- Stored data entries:
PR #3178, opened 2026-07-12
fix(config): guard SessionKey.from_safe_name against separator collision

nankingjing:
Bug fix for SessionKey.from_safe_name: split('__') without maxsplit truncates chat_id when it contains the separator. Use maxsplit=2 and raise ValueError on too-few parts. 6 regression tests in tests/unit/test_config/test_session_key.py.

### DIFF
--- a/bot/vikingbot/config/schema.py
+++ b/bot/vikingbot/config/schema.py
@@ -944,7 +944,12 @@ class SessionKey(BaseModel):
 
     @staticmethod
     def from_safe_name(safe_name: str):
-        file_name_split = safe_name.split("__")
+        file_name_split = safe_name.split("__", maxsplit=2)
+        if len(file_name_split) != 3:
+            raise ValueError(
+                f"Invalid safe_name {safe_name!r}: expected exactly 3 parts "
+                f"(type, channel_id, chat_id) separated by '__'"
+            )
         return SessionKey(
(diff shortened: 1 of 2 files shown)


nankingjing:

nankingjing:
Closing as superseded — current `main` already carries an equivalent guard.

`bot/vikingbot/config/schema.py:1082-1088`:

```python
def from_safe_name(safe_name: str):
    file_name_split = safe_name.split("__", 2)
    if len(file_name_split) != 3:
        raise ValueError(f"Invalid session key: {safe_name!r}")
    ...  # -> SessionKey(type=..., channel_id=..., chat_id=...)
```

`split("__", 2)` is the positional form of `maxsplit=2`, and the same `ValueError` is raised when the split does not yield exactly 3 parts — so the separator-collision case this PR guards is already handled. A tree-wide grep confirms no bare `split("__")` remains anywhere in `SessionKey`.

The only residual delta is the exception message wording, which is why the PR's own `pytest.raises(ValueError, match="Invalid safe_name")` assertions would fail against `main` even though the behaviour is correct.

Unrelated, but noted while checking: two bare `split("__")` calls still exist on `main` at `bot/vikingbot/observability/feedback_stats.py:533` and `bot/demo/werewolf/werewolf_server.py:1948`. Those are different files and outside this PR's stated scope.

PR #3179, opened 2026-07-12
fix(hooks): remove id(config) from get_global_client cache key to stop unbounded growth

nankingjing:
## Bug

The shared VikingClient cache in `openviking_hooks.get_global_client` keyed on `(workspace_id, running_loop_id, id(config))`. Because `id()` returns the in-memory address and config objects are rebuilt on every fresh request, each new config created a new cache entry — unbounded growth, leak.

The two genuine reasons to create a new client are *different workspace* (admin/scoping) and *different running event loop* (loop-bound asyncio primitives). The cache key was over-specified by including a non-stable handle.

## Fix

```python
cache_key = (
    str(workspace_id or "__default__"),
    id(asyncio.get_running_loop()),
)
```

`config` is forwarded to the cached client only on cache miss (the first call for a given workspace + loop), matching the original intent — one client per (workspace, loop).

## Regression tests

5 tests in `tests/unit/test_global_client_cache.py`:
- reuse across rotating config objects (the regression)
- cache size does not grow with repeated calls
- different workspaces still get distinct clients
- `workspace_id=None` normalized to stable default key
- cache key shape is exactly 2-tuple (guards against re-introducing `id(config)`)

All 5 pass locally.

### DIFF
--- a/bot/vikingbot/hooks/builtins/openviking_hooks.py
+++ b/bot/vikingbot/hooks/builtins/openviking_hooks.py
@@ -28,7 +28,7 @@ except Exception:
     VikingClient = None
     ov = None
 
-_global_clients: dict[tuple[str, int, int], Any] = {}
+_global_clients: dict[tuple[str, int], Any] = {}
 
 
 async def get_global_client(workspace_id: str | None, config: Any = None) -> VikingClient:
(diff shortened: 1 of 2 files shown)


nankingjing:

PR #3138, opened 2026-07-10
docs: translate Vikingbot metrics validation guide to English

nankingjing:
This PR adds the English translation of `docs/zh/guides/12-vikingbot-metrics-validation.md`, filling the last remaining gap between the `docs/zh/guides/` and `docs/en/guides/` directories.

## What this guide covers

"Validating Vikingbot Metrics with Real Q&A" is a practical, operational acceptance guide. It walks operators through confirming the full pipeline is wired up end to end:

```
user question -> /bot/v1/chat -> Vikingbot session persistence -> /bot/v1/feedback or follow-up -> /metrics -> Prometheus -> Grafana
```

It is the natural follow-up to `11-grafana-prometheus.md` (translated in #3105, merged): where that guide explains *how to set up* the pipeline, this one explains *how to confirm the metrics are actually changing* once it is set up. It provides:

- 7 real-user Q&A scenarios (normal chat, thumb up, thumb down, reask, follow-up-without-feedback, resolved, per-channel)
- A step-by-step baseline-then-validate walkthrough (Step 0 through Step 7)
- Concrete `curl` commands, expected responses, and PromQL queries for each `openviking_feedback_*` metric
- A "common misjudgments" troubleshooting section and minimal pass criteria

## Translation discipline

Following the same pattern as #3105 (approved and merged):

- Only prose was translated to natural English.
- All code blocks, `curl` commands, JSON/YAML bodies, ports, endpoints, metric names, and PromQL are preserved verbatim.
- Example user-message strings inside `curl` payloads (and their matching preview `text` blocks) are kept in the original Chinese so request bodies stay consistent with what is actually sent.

...

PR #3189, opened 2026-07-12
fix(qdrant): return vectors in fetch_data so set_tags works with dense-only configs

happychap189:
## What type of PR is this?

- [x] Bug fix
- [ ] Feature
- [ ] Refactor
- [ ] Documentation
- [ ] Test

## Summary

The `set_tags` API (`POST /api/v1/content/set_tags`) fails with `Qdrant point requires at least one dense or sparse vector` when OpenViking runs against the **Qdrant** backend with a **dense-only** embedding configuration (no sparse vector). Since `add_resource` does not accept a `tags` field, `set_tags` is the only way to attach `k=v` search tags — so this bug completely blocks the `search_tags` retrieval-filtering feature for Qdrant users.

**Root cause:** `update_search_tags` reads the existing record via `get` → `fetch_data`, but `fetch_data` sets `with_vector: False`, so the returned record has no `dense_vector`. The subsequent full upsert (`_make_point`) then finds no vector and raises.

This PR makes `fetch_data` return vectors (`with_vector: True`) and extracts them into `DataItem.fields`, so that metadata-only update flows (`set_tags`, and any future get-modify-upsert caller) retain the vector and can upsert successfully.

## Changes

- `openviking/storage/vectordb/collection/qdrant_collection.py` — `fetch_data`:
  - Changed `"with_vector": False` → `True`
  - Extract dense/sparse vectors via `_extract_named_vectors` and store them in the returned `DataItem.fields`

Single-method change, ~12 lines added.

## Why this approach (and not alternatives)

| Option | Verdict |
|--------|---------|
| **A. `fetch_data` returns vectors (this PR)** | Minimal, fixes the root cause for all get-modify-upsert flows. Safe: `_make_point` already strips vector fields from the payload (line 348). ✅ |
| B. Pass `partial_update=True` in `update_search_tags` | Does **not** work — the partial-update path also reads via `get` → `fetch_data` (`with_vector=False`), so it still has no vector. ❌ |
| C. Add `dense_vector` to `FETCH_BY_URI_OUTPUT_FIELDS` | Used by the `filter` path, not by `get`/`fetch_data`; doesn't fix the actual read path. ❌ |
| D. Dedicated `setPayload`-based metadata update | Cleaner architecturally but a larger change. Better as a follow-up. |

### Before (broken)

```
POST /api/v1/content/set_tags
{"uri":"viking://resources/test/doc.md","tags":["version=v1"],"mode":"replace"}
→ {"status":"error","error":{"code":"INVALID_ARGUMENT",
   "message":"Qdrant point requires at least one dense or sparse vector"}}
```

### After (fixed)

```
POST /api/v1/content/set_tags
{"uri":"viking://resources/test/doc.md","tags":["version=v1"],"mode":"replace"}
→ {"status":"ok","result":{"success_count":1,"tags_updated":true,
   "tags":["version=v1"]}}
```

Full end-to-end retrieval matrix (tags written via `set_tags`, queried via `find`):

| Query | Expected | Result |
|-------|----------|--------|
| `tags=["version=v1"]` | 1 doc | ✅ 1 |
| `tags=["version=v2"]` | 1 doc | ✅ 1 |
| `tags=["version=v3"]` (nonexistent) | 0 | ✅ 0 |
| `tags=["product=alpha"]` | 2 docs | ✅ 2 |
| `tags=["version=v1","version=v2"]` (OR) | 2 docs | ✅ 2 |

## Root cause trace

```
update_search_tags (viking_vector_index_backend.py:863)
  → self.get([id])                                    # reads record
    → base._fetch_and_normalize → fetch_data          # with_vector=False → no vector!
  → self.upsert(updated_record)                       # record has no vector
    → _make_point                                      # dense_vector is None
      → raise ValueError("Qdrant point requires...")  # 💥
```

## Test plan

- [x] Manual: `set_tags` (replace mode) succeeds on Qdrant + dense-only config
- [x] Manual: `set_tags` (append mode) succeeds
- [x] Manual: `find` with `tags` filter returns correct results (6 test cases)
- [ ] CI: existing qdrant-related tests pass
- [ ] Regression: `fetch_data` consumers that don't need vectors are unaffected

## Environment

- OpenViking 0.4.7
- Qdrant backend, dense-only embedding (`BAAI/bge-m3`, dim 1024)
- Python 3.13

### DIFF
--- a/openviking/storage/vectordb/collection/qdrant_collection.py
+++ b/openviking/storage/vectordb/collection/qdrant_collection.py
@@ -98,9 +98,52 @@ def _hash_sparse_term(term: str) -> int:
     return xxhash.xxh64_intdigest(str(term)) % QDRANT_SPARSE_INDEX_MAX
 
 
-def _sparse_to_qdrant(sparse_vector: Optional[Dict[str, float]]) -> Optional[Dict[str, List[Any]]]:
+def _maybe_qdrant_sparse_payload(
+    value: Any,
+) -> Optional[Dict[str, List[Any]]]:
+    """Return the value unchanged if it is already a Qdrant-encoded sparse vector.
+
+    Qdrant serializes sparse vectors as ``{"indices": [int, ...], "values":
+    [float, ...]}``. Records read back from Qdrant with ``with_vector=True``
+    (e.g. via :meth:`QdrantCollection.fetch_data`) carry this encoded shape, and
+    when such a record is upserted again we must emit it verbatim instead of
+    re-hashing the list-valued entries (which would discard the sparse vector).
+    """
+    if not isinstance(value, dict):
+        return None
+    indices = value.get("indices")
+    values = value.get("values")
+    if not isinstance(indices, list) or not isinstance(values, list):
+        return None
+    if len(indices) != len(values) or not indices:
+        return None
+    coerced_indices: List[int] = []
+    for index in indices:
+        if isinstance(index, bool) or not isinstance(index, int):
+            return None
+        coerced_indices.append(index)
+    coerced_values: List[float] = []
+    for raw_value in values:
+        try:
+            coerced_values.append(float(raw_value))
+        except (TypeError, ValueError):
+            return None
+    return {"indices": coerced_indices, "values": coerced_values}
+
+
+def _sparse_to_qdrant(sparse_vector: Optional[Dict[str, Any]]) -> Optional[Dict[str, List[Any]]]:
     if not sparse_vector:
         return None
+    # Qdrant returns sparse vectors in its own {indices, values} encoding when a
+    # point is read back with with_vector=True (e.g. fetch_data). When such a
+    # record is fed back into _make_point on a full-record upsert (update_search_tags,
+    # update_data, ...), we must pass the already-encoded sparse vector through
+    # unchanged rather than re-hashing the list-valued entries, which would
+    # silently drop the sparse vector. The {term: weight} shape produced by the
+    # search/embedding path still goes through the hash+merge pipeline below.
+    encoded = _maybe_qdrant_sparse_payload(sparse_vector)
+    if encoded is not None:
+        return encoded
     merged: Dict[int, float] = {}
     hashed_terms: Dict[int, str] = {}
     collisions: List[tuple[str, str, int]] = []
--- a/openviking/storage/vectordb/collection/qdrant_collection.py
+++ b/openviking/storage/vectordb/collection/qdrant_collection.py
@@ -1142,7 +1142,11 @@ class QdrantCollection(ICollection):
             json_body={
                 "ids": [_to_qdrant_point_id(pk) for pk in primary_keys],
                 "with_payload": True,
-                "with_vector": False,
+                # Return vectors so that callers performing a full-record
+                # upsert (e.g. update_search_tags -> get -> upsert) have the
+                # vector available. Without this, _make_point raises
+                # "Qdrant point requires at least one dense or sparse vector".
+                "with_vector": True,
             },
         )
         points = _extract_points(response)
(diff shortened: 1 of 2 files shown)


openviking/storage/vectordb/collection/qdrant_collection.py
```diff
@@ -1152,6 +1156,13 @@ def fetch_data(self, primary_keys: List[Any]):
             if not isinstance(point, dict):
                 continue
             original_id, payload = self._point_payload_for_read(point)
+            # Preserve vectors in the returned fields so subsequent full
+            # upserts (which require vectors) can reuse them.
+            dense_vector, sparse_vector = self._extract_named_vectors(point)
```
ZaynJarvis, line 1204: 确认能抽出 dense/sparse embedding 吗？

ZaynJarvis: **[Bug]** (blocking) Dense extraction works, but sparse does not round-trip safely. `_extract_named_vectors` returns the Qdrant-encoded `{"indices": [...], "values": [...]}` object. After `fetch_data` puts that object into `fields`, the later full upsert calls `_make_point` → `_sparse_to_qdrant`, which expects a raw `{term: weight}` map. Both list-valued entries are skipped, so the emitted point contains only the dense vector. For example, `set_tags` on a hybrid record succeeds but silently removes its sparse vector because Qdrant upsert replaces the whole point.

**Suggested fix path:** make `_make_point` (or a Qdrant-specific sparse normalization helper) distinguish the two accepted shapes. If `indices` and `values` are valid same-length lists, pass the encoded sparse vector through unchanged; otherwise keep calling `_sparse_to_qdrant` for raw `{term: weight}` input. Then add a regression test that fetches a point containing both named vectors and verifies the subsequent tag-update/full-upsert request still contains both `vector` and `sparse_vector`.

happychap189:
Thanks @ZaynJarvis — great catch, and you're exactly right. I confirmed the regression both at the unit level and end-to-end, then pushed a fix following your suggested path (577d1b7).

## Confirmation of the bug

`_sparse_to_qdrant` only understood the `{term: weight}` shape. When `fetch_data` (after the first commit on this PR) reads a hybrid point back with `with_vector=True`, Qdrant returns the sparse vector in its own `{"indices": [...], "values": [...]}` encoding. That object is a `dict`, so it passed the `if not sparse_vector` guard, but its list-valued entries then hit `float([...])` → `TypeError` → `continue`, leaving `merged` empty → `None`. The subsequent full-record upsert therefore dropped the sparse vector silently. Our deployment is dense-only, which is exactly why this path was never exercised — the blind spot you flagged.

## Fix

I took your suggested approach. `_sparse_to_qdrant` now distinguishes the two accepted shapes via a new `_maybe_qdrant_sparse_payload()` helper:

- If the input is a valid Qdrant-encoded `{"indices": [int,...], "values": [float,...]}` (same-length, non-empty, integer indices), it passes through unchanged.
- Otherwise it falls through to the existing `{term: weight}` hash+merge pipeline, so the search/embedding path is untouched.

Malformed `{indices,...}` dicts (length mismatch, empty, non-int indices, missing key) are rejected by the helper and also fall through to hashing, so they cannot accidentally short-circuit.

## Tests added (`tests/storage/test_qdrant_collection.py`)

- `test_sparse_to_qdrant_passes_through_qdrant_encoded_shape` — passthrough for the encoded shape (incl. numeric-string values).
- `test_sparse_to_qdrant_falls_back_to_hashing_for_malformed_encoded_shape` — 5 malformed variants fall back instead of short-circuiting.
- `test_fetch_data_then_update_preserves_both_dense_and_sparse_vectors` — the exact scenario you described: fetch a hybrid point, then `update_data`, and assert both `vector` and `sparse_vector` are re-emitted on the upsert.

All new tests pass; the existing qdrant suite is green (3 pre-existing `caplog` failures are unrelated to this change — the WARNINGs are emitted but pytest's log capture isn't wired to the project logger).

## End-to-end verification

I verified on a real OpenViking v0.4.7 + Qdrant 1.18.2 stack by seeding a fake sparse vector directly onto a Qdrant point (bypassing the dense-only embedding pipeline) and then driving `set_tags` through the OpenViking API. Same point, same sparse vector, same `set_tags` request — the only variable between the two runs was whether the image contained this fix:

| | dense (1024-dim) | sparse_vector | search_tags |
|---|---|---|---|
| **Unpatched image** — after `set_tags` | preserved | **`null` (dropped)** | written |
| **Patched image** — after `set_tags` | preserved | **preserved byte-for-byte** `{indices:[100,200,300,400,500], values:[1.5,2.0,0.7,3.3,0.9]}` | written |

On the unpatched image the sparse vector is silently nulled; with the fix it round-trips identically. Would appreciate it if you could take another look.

- Task objective: Scan the entries above and work out how many lines include the word "reuse"; the reply is that number alone.

- Reply to the exercise: 2